La jeune femme est aujourd’hui le vivant témoignage d’une belle longévité au sein de l’un des ensembles les plus exigeants au monde. Cette native de Rio de Janeiro a été nourrie au long souffle par des chorégraphes d’envergure, le top 50 international, de Gilles Jobin à Sidi Larbi Cherkaoui et Benjamin Millepied en ondoyant par Lucinda Childs, Saburo Tashigawara et Ken Ossola. A l’heure d’embrasser de nouveaux horizons, tout en préservant intact son incroyable jubilation et faim à danser qui la travaille depuis l’âge de 5 ans, elle est toujours la mémoire vive et la vestale à la peau délicieusement métissée du ballet genevois. Avec elle, « regarder n’est pas une expérience neutre, c’est une complicité », comme le souligne le poète et essayiste mexicain Octavio Paz.

Être interprète, naître créatrice

L’interprète, cette inconnue. Même le cinéaste du réel américain Frederick Wiseman dans son sociologique, poétique et buissonnier portrait de l’Opéra de Paris comme institution, ne lui donne guère accès au verbe articulé. Il se révèle ainsi plus sensible à orchestrer son film choral à la Tati, où la perfection des gestes est inséparable du halètement de la danseuse, et des échauffements de son partenaire en fond de plan. Sans voix off ni commentaires, la caméra de la Danse, le ballet de l’Opéra de Paris (2009) suit ainsi les répétitions et les spectacles de sept ballets, et le travail des administrateurs, chorégraphes, maîtres de ballet, danseurs, musiciens, costumiers et techniciens de plateau. Par un montage dynamique, fluide il mêle les gestes des danseurs et les commentaires des profs chuchotés à l’arrière. Il soulève un sens certain de la hiérarchie avec tout ce que cela implique de rigidité dans les rapports sociaux et réduits trop souvent les danseurs à des minauderies ou un ballet formel sans paroles recueillies.
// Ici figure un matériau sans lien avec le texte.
PR #5060, opened 2023-11-30
chore: add dsn for connection to mysql

kmlebedev:

it is necessary to pass arbitrary connection param to the msql driver like [tls](https://github.com/go-sql-driver/mysql#tls)

add dsn to filer config

# How is the PR tested?

localy

# Checks

### DIFF
--- a/weed/command/scaffold/filer.toml
+++ b/weed/command/scaffold/filer.toml
@@ -60,6 +60,7 @@ connection_max_idle = 2
 connection_max_open = 100
 connection_max_lifetime_seconds = 0
 interpolateParams = false
+dsn = "root:password@tcp(localhost:3306)/seaweedfs?collation=utf8mb4_bin"
 # if insert/upsert failing, you can disable upsert or update query syntax to match your RDBMS syntax:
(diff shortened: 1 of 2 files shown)


weed/command/scaffold/filer.toml
```diff
@@ -60,6 +60,8 @@ connection_max_idle = 2
 connection_max_open = 100
 connection_max_lifetime_seconds = 0
 interpolateParams = false
+#     [username[:password]@][protocol[(address)]]/dbname[?param1=value1&...&paramN=valueN]
+dsn = "root@tcp(localhost:3306)/seaweedfs?collation=utf8mb4_bin"
```
chrislusf: move the new section to after line 53, and add comments that this dsn will take priority over "hostname, port, username, password, database".

kmlebedev:
@chrislusf done

chrislusf:
To adapt with password, the password needs to be set first? If so, need to mention it in the comment.

kmlebedev:
> password needs to be

make it so you don't need to set a password

PR #5081, opened 2023-12-06
Always include volumes in statefulsets

dzsibi:

When both `master.data.type` and `master.logs.type` is `persistentVolumeClaim`, deployment of the Helm chart fails:

```
create Pod seaweedfs-master-0 in StatefulSet seaweedfs-master failed error: Pod "seaweedfs-master-0" is invalid: spec.containers[0].volumeMounts[1].name: Not found: "master-config"
```

This is due to a condition that omits the entire volumes section in this case:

Pour les chorégraphes de renom si prompts à remettre en questions voire en crise les éléments de la fabrique tels Jérôme Bel, Raimund Hoghe, Akram Khan et Boris Charmatz, pour ne citer qu’eux, qui écrivent des soli ou duos pour d’anciennes ou présentes étoiles de ballet, des  interprètes de premier plan d’hier ou d’autres avec lesquels ils ont fait leur formation et dansé, les convoquant sur scène avec un bonheur et une pertinence très inégales. Point besoin de relire les classiques de la sociologie façon Pierre Bourdieu, pour disserter sur la reproduction des élites. Mais qu’en est-il des danseuses et danseurs de fond, ces infatigables athlètes « anonymes » ? Sans eux, rien ne serait possible au sein de la création chorégraphique issue d’un corps de ballet ?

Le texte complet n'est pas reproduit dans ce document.